**Aim of the task**
Take each line from the entries that holds "tags" and copy it out.

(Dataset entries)
◇ ◇ ◇
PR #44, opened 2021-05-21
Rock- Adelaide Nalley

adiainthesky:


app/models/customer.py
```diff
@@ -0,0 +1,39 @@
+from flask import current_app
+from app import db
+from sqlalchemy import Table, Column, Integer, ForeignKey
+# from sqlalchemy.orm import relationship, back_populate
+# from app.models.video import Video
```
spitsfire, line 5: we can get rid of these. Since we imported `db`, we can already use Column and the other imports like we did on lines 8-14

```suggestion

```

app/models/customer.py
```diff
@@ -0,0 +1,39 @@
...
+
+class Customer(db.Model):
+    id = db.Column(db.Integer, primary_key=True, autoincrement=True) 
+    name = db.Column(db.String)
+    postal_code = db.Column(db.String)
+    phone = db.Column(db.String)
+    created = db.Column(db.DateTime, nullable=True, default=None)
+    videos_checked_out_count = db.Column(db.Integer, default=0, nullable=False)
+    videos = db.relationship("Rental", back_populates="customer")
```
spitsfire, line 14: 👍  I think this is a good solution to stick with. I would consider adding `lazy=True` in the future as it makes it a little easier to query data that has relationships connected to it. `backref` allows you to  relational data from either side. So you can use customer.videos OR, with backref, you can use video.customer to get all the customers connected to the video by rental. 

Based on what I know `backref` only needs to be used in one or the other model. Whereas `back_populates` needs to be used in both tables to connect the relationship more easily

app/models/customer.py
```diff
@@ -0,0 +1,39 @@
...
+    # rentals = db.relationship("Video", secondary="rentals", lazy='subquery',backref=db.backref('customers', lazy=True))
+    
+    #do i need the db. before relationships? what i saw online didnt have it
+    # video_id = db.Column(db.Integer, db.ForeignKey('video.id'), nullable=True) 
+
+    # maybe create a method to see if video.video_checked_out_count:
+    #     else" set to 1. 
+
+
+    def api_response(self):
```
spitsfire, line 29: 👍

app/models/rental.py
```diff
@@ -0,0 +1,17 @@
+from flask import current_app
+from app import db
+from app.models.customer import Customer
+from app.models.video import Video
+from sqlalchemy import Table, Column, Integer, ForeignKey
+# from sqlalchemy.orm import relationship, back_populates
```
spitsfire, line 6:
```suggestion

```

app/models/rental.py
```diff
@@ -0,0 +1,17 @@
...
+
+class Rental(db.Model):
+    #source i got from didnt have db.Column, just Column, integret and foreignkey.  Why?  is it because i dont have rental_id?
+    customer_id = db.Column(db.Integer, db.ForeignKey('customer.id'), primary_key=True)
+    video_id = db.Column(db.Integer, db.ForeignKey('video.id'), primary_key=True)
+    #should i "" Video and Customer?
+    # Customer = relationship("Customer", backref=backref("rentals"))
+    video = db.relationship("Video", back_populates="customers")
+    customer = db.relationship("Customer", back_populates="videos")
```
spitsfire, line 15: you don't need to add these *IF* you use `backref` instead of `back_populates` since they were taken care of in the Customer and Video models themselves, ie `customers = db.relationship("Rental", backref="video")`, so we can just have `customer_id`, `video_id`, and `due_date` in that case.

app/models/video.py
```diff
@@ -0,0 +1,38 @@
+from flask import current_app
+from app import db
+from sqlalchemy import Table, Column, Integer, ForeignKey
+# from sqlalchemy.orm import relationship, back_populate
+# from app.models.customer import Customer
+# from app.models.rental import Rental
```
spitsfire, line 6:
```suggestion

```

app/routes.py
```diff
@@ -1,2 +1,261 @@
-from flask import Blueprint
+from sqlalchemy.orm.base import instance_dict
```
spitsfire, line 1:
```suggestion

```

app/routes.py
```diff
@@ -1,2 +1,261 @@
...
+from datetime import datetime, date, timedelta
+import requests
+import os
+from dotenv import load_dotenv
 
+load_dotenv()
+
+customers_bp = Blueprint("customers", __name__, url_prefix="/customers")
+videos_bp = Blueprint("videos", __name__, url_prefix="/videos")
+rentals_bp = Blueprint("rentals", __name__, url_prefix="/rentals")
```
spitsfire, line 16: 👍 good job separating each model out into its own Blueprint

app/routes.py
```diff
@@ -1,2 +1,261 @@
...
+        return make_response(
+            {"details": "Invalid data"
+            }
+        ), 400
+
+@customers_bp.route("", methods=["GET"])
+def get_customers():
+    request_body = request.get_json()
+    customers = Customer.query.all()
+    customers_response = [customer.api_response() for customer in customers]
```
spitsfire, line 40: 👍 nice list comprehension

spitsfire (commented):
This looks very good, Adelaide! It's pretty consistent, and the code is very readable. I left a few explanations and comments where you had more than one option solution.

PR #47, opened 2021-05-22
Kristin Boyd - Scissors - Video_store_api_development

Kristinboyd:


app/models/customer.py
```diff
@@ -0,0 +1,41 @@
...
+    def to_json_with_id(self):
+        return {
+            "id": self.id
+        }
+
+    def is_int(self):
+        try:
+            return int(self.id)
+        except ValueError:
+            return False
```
◇ ◇ ◇
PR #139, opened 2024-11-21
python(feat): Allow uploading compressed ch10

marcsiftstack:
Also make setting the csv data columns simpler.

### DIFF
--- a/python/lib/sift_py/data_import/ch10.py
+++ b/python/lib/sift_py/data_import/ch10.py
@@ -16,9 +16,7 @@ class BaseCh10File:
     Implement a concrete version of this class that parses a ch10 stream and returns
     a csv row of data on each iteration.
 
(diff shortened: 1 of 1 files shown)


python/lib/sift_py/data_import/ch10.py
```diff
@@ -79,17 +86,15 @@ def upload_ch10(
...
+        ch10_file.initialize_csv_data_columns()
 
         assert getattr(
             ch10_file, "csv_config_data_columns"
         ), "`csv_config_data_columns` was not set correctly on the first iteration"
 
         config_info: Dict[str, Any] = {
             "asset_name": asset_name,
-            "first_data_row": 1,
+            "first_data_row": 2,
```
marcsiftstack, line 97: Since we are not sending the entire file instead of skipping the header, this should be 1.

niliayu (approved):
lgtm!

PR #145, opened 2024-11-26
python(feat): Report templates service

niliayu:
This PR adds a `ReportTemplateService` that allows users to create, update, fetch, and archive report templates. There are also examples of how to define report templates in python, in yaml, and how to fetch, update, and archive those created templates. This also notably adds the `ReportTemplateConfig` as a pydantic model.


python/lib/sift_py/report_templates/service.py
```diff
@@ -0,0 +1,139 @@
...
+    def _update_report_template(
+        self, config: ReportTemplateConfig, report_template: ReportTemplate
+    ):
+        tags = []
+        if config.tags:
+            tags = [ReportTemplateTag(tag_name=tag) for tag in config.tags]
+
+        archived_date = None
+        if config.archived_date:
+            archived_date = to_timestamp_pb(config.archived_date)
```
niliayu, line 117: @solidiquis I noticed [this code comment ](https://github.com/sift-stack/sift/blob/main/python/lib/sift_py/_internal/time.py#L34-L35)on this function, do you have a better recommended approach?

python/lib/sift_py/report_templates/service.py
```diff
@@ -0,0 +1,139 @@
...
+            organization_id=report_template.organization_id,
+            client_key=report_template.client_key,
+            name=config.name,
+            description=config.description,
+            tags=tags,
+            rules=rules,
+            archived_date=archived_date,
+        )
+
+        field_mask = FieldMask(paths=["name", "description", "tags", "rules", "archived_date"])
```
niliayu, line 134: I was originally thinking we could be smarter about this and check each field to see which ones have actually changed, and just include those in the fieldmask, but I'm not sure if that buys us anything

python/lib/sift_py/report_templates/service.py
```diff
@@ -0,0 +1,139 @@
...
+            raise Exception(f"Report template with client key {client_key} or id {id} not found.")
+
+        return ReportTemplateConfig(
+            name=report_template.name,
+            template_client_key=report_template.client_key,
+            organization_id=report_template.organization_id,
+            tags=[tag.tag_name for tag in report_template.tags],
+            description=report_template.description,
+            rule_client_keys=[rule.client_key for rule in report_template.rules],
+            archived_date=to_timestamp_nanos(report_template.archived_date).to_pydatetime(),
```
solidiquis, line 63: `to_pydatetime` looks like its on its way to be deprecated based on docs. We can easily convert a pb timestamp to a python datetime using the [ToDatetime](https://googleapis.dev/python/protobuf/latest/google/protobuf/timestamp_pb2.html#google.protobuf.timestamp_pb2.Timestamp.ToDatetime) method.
◇ ◇ ◇
**Solution**
+        tags = []
+        if config.tags:
+            tags = [ReportTemplateTag(tag_name=tag) for tag in config.tags]
+            tags=tags,
+        field_mask = FieldMask(paths=["name", "description", "tags", "rules", "archived_date"])
+            tags=[tag.tag_name for tag in report_template.tags],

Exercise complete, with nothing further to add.